Ainda mais cotidiana é a versão segundo a qual São José, proprietário dos dois quadrupedes, procurava subtraí-los ao recenseamento determinado por César Augusto, Imperador, romano, e que incluía não só as pessoas como os animais, sabe-se lá com que intenção.

Nada disso. É muito mais simples e admirável considerar que o boi e o burro estavam ali, e nem podiam deixar de estar, porque Jesus vinha conciliar o terrível gênero humano consigo mesmo e com a criação em todas as suas partículas, inclusive as supostamente desprovidas de razão (como se não houvesse uma razão geral e universal, unindo todos os elementos do grande teatro do mundo).

O boi, em sua placidez, o burro, em sua grave simplicidade, não foram ao estábulo para homenagear o Deus que nascia; moravam lá, eles é que receberam a visita do casal e prestaram as humildes honras da casa ao Menino.
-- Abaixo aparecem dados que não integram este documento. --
PR #1399, opened 2026-07-24
Foundation Classes - Fix Resource_Manager::Debug and Storage_Schema current-data data races

### LINKED ISSUE #1398: Resource_Manager::Debug and Storage_Schema::ICurrentData() race under legitimate multi-instance TDocStd_Application usage
### Description

Found while migrating a consumer (OCCTSwift) away from `XCAFApp_Application::GetApplication()`
per the guidance in #1396 — a private `TDocStd_Application` per caller, never shared across
threads, is otherwise exactly the "no shared mutable state" usage pattern that should be free of
the #1387/#1389/#1393/#1396 class of races. It mostly is, but two additional, previously
unreachable races surface once `Resources()`/persistence-format registration and document
open/save genuinely run concurrently on *independent* application instances:

**1. `Resource_Manager::Resource_Manager(const char*, bool)`** (`Resource_Manager.cxx:107-109`)
writes a file-scope global on every construction, unsynchronized:

```cpp
Resource_Manager::Resource_Manager(const char* const aName, const bool Verbose)
    : myName(aName), myVerbose(Verbose), myInitialized(false)
{
  OSD_Environment envDebug("ResourceDebug");
  Debug = (!envDebug.Value().IsEmpty());   // <- `static bool Debug;` at file scope, line 54
  ...
```

Reached via `TDocStd_Application::Resources()` (called from `DefineFormat()`) constructing its
lazily-initialized `Resource_Manager`. `Resources()`'s own lazy-init is already mutex-guarded
per-instance (from the #1389/#1390 fix), but that only protects one `TDocStd_Application`
instance calling `Resources()` twice — it does nothing when N *different* instances each
construct their own `Resource_Manager` concurrently, which all write the same global `Debug`.

**2. `Storage_Schema::ICurrentData()`** (`Storage_Schema.cxx:802-805`) is a function-local static
`Handle(Storage_Data)` — thread-safe to *initialize* (C++11 magic statics), but every
`Storage_Schema` instance mutates the handle it returns with no synchronization at all:

```cpp
occ::handle<Storage_Data>& Storage_Schema::ICurrentData()
{
  static occ::handle<Storage_Data> _Storage_CData;
  return _Storage_CData;
}
```

`Storage_Schema::Storage_Schema()`'s constructor immediately calls `Clear()`, which does
`Storage_Schema::ICurrentData().Nullify()` — so constructing a new `Storage_Schema` on one thread
can null out the handle another thread's in-flight (de)serialization is concurrently reading via
`ICurrentData()->InternalData()->...`. Reached via `PCDM_ReadWriter_1::ReadDocumentVersion` during
`TDocStd_Application::Open()`.

### Why this was never caught before

Both are latent bugs, but neither had ever been exercised concurrently: with every document
sharing one `XCAFApp_Application::GetApplication()` instance (the pattern #1396 itself questions),
`Resources()`'s per-instance lazy-init effectively made `Resource_Manager` construction — and by
extension `Storage_Schema` usage during Open/SaveAs — happen essentially once, serially, for the
whole process. Moving to a private application instance per caller (as suggested in #1396) is what
first makes these concurrent.

### Expected Behavior

Independent `TDocStd_Application` instances, each used by only one thread at a time, performing
`DefineFormat`/`Open`/`SaveAs` concurrently should not race on process-global state.

### Actual Behavior

ThreadSanitizer (minimal-module build: FoundationClasses+ModelingData+ModelingAlgorithms+
DataExchange) reports 16 race warnings across both sites (8 threads x 50 rounds, each round: a
brand-new private app, `DefineFormat`, `SaveAs`, `Close`, then a *separate* brand-new private app,
`Open`, verify, `Close` — no two threads ever touch the same `TDocStd_Application` instance).

### Sample Code

Full reproducer: https://github.com/SecondMouseAU/OCCTSwift/blob/main/Scripts/repro/371-getapplication-singleton-elimination/occt_371_private_app.cpp

### Operating System

macOS

### Compiler

Clang

### Bitness

64-bit

### OCCT Version

latest

### Additional Files

Full writeup: https://github.com/SecondMouseAU/OCCTSwift/tree/main/Scripts/repro/371-getapplication-singleton-elimination

gsdali:
## Description

Fixes #1398.

`Resource_Manager::Resource_Manager(const char*, bool)` (`Resource_Manager.cxx:109`) writes a
file-scope `static bool Debug` on every construction with zero synchronization. Two
`Resource_Manager` instances constructed concurrently on different threads (e.g. two independent
`TDocStd_Application` instances each lazily building their own via `Resources()`/`DefineFormat()`)
race on this write. Fixed by making `Debug` a `std::atomic<bool>`: it is a plain process-wide
debug-logging flag, not per-instance intent, so an atomic is sufficient here.

`Storage_Schema::ICurrentData()` (`Storage_Schema.cxx:802`) is a function-local static
`Handle(Storage_Data)`, shared by every `Storage_Schema` in the process and mutated with no
synchronization anywhere. `Write()` sets it for the duration of one store, and *any*
`Storage_Schema` construction calls `Clear()` -> `ICurrentData().Nullify()` in its constructor,
including throwaway instances built only to read header info
(`PCDM_ReadWriter_1::ReadReferenceCounter`, `ReadReferences` and `ReadDocumentVersion`, all reached
unconditionally from a plain `TDocStd_Application::Open()` via `CDF_Application::Retrieve`). One
instance's construction can therefore null out a *different*, unrelated instance's in-flight
`Write()` on another thread, or race a concurrent load's own throwaway construction.

**Fixed by removing the global rather than guarding it**, per @gkv311's review below: the handle
becomes a `mutable Handle(Storage_Data) myCurrentData` field on `Storage_Schema`, so there is no
shared state left to synchronize. `Write()` assigns the field, `Clear()` nullifies its own, and
`HasTypeBinding()`/`BindType()`/`TypeBinding()`/`AddPersistent()`/`PersistentToAdd()` read it
through `*this`. The private statics `ICurrentData()` and `ISetCurrentData()` are removed.
`mutable` because all of those methods are `const`.

Nothing in the tree relies on the state being process-wide:

- Every `Storage_Schema` is constructed locally by its caller and used only there
  (`PCDM_StorageDriver::Write`, and `PCDM_ReadWriter_1` at three sites). None is cached or shared.
- `Storage_CallBack::Add`/`Write`/`Read` all take the driving schema as an argument, so the
  `BindType`/`AddPersistent`/`PersistentToAdd` calls made from per-type callbacks during a `Write()`
  run against that same instance.
- The other `Storage_Schema` users in the tree (`BinLDrivers`, `XmlMDF`, `StdLDrivers`) use only the
  statics `CheckTypeMigration()` and `ICreationDate()`, neither of which reads the current data.
- `ICurrentData()` and `ISetCurrentData()` were both `private` with no reference outside the class,
  so removing them is not an API change.

The same commit drops the `static` from `AddPersistent()`'s `TCollection_AsciiString aTypeName`, a
second unsynchronized process-wide object in the same class. It is assigned from the `tName`
argument and read two lines later, so `static` only ever saved an allocation, and it was previously
covered only incidentally by the mutex this revision removes.

Both races are invisible under the traditional single shared `XCAFApp_Application` /
`TDocStd_Application` usage pattern, because there `Resources()`'s own lazy-init mutex happens to
serialize `Resource_Manager`/`Storage_Schema` construction down to "runs once, ever, for the whole
process." They only become reachable once an application is constructed privately per caller or
thread (the pattern this project's own `TDocStd_Application` documentation recommends over the
`XCAFApp_Application::GetApplication()` singleton) and multiple independent instances are built
concurrently. See the linked issue for the full TSan writeup and a standalone reproducer.

No public API signature changes. The revision is a net reduction: 15 insertions, 31 deletions.

## Type of change

## How Has This Been Tested?

ThreadSanitizer (minimal-module build: FoundationClasses + ModelingData + ModelingAlgorithms +
DataExchange, `RelWithDebInfo`, `-fsanitize=thread -g`), each round building a brand-new private
`TDocStd_Application`, defining formats, populating and saving a document, closing it, then a
**separate** brand-new private application opening, verifying and closing it. No two threads ever
share an application or schema instance.

- Before the fix: 13 TSan race warnings (2x `Resource_Manager::Resource_Manager`, 11x
  `Storage_Schema::Storage_Schema`'s `Clear()` call) at 8 threads x 30 rounds, 0 functional
  failures.
- The mutex revision: 0 races across 4 runs (8x30, 8x50, 10x60, 8x40), 0 functional failures.
- This per-instance revision: 0 races across 8x50, 8x30 and 10x60, 0 save, load or verify failures.
  Re-run after the `aTypeName` change with the same result.

Also run against the wider concurrency suite that the downstream project maintains for this kernel
(10 scenarios covering the fixes from #1374, #1388, #1390, #1394 and #1397 plus this one): all
clean, no regression. Full downstream test suite (4666 tests) clean against a production build of
the patched kernel.

Reproducer and full writeup:
https://github.com/SecondMouseAU/OCCTSwift/tree/main/Scripts/repro/374-resource-manager-storage-schema-race

## Checklist:

- [x] My code follows the code style of this project (`clang-format --dry-run --Werror` clean on
      every touched file)
- [x] My change requires a change to the documentation
  - [ ] I have updated the documentation accordingly (no user-facing documentation covers this
        internal-only change)

### DIFF
--- a/src/FoundationClasses/TKernel/Resource/Resource_Manager.cxx
+++ b/src/FoundationClasses/TKernel/Resource/Resource_Manager.cxx
@@ -31,6 +31,7 @@
 #include <NCollection_Array1.hxx>
 
 #include <algorithm>
+#include <atomic>
 #include <cerrno>
 
 IMPLEMENT_STANDARD_RTTIEXT(Resource_Manager, Standard_Transient)
@@ -51,7 +52,7 @@ static Resource_KindOfLine WhatKindOfLine(OSD_File&                aFile,
 
 static int GetLine(OSD_File& aFile, TCollection_AsciiString& aLine);
 
-static bool Debug;
+static std::atomic<bool> Debug(false);
 
 //=================================================================================================
 
--- a/src/FoundationClasses/TKernel/Storage/Storage_Schema.cxx
+++ b/src/FoundationClasses/TKernel/Storage/Storage_Schema.cxx
@@ -318,7 +318,7 @@ void Storage_Schema::Write(const occ::handle<Storage_BaseDriver>& theDriver,
   occ::handle<Standard_Persistent>                              p;
   occ::handle<NCollection_HSequence<occ::handle<Storage_Root>>> plist;
   TCollection_AsciiString                                       errorContext("AddPersistent");
-  Storage_Schema::ISetCurrentData(aData);
+  myCurrentData = aData;
 
   occ::handle<Storage_InternalData> iData = aData->InternalData();
 
@@ -614,8 +614,8 @@ void Storage_Schema::BindType(const TCollection_AsciiString&       aTypeName,
 {
   if (!HasTypeBinding(aTypeName))
   {
-    occ::handle<Storage_InternalData>  iData = Storage_Schema::ICurrentData()->InternalData();
-    occ::handle<Storage_TypeData>      tData = Storage_Schema::ICurrentData()->TypeData();
+    occ::handle<Storage_InternalData>  iData = myCurrentData->InternalData();
+    occ::handle<Storage_TypeData>      tData = myCurrentData->TypeData();
     occ::handle<Storage_TypedCallBack> c     = new Storage_TypedCallBack(aTypeName, aCallBack);
 
     tData->AddType(aTypeName, iData->myTypeId);
@@ -633,7 +633,7 @@ occ::handle<Storage_CallBack> Storage_Schema::TypeBinding(
 
   if (HasTypeBinding(aTypeName))
   {
-    occ::handle<Storage_InternalData> iData = Storage_Schema::ICurrentData()->InternalData();
+    occ::handle<Storage_InternalData> iData = myCurrentData->InternalData();
 
     result = iData->myTypeBinding.Find(aTypeName)->CallBack();
   }
@@ -650,14 +650,13 @@ bool Storage_Schema::AddPersistent(const occ::handle<Standard_Persistent>& sp,
 
   if (!sp.IsNull())
   {
-    occ::handle<Storage_InternalData> iData = Storage_Schema::ICurrentData()->InternalData();
+    occ::handle<Storage_InternalData> iData = myCurrentData->InternalData();
 
     if (sp->_typenum == 0)
     {
-      int                            aTypenum;
-      static TCollection_AsciiString aTypeName;
-      aTypeName                           = tName;
-      occ::handle<Storage_TypeData> tData = Storage_Schema::ICurrentData()->TypeData();
+      int                           aTypenum;
+      TCollection_AsciiString       aTypeName(tName);
+      occ::handle<Storage_TypeData> tData = myCurrentData->TypeData();
 
       aTypenum = iData->myTypeBinding.Find(aTypeName)->Index();
 
@@ -679,7 +678,7 @@ bool Storage_Schema::PersistentToAdd(const occ::handle<Standard_Persistent>& sp)
 
   if (!sp.IsNull())
   {
-    occ::handle<Storage_InternalData> di = Storage_Schema::ICurrentData()->InternalData();
+    occ::handle<Storage_InternalData> di = myCurrentData->InternalData();
 
     if (sp->_typenum == 0 && sp->_refnum != -1)
     {
@@ -696,7 +695,7 @@ bool Storage_Schema::PersistentToAdd(const occ::handle<Standard_Persistent>& sp)
 
 void Storage_Schema::Clear() const
 {
-  Storage_Schema::ICurrentData().Nullify();
+  myCurrentData.Nullify();
 }
 
 #ifdef DATATYPE_MIGRATION
@@ -789,21 +788,6 @@ bool Storage_Schema::CheckTypeMigration(const TCollection_AsciiString& oldName,
   return aMigration;
 }
 #endif
-
-//=================================================================================================
-
-void Storage_Schema::ISetCurrentData(const occ::handle<Storage_Data>& dData)
-{
-  Storage_Schema::ICurrentData() = dData;
-}
-
-//=================================================================================================
-
-occ::handle<Storage_Data>& Storage_Schema::ICurrentData()
-{
-  static occ::handle<Storage_Data> _Storage_CData;
-  return _Storage_CData;
-}
 
 #define SLENGTH 80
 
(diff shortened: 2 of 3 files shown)


gkv311:
@gsdali I think `Storage_Schema::ICurrentData` could be moved to `Storage_Schema` as a `mutable Handle(Storage_Data) myCurrentData;` class field to get rid of this global variable.

gsdali:
Done, and thanks for the pointer: `ICurrentData()`'s global is gone and `Storage_Schema` now carries `mutable Handle(Storage_Data) myCurrentData` instead. `ICurrentDataMutex()` and every `lock_guard` went with it, so the revision is a net 15 insertions / 31 deletions. Force-pushed onto the same branch.

I checked the assumptions the field relies on before changing it:

- every `Storage_Schema` in the tree is constructed locally by its caller and used only there (`PCDM_StorageDriver::Write`, and `PCDM_ReadWriter_1` at three sites); none is cached or shared;
- `Storage_CallBack::Add`/`Write`/`Read` all take the driving schema as an argument, so the `BindType`/`AddPersistent`/`PersistentToAdd` calls that per-type callbacks make during a `Write()` run against that same instance;
- `ICurrentData()` and `ISetCurrentData()` were both `private` with no reference outside the class, so removing them is not an API change;
- the remaining `Storage_Schema` users (`BinLDrivers`, `XmlMDF`, `StdLDrivers`) touch only the statics `CheckTypeMigration()` and `ICreationDate()`, neither of which reads the current data.

It also fixes strictly more than the mutex did. Under the lock, a throwaway schema built by `PCDM_ReadWriter_1` during an unrelated `Open()` still nullified an in-flight `Write()`'s current data, it just did so without a data race. With the field it cannot reach another instance's data at all.

One extra change rode along in the same commit, because removing the lock re-exposes it: `AddPersistent()` had a `static TCollection_AsciiString aTypeName`, a second unsynchronized process-wide object in the same class. It is assigned from the `tName` argument and read two lines later, so the `static` only ever saved an allocation, and it is now a local. Glad to move it to its own commit if you would rather keep this one to the field change alone.

ThreadSanitizer: 0 races at 8x50, 8x30 and 10x60 with the field, matching what the mutex revision gave, against 13 race warnings plus an abort on the unpatched kernel at 8x30. Re-run after the `aTypeName` change with the same result. The wider concurrency suite that the downstream project keeps for this kernel (10 scenarios, covering #1374, #1388, #1390, #1394, #1397 and this one) is clean, and a production build of the patched kernel passes the downstream test suite.

On whether to split: I have kept `Resource_Manager` and `Storage_Schema` in one PR, since they share one issue (#1398), one reproducer, and one precondition, in that both only become reachable once applications are constructed privately per caller rather than through the shared singleton. Now that they use two different techniques I am happy to split them into two PRs if you prefer; just say which way you want it.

Eles é que providenciaram a calefação reclamada em ambiente gélido, para que o Menino não morresse de frio. E o fizeram da maneira mais encantadora; exalando sobre o corpinho indefeso os seus bafos de tépida benevolência.

O primeiro calor que cercou Jesus foi produção natural deles. E o primeiro ato reverencial, o primeiro signo de adoração, implicando o reconhecimento da divindade infusa no bebê, não foram os anjos nem os pastores nem os Reis Magos que o praticaram: foram dois bichos que não tinham informações das Escrituras, e se prosternaram: agnovit bos et asinus quod puer erat Dominus. O boi e o jumento reconheceram que o menino era o Senhor.
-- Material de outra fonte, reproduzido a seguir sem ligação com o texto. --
PR #1400, opened 2026-07-27
Modeling - Optimize exact face classification fallback

dpasukhi:
- Add a thread-safe lazy grid to CSLib_Class2d for constant-time
  classification away from polygon boundaries while preserving the exact
  tolerance path for boundary cells.
- Normalize coordinates and explicit tolerances robustly, handle invalid and
  extreme input values, and preserve cache state correctly across copy and
  move operations.
- Cache face wires, edge occurrences, pcurves, parameter ranges, and optional
  2D bounding boxes in BRepClass_FaceExplorer to avoid repeated topology and
  geometry traversal during exact classification.
- Introduce explicit cached-geometry and bounding-box states in
  BRepClass_Edge, invalidate derived data on topology changes, and isolate
  bounding-box construction failures per edge.
- Reuse a lazily constructed exact face explorer in
  BRepTopAdaptor_FClass2d, cache periodic surface properties, and serialize
  access to mutable exact-classification traversal state.
- Replace node-based classifier and point sequences with contiguous linear
  vectors, remove intermediate polygon copies, and make tighter wire
  discretization transactional.
- Consolidate Perform() and TestOnRestriction() through a shared
  classification path while preserving their boundary and periodic
  recadrement semantics.


dpasukhi:
The original ticket: https://github.com/FreeCAD/FreeCAD/issues/19329

PR #433, opened 2018-11-16
Allow path to be overridden for temporary databases. Closes #431.

### LINKED ISSUE #431: Surprised by behavior of "temporary"
I built a sled instance with `.temporary(true)`, and was surprised that as a result it chose to place my database/pagecache in `/dev/shm` regardless of the path I gave it.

Era meia-noite, hora em que até hoje, na tradição popular, eles continuam liturgicamente a se ajoelhar, no campo ou onde quer que estejam, lembrando o acontecimento de que participaram, menos como privilegiados do que como representantes de toda matéria viva, atenta à chegada de seu Criador sob a forma de matéria viva também, e vulnerável como qualquer outra.

Arte: Nativity, de Hieronymus Bosch (-1516)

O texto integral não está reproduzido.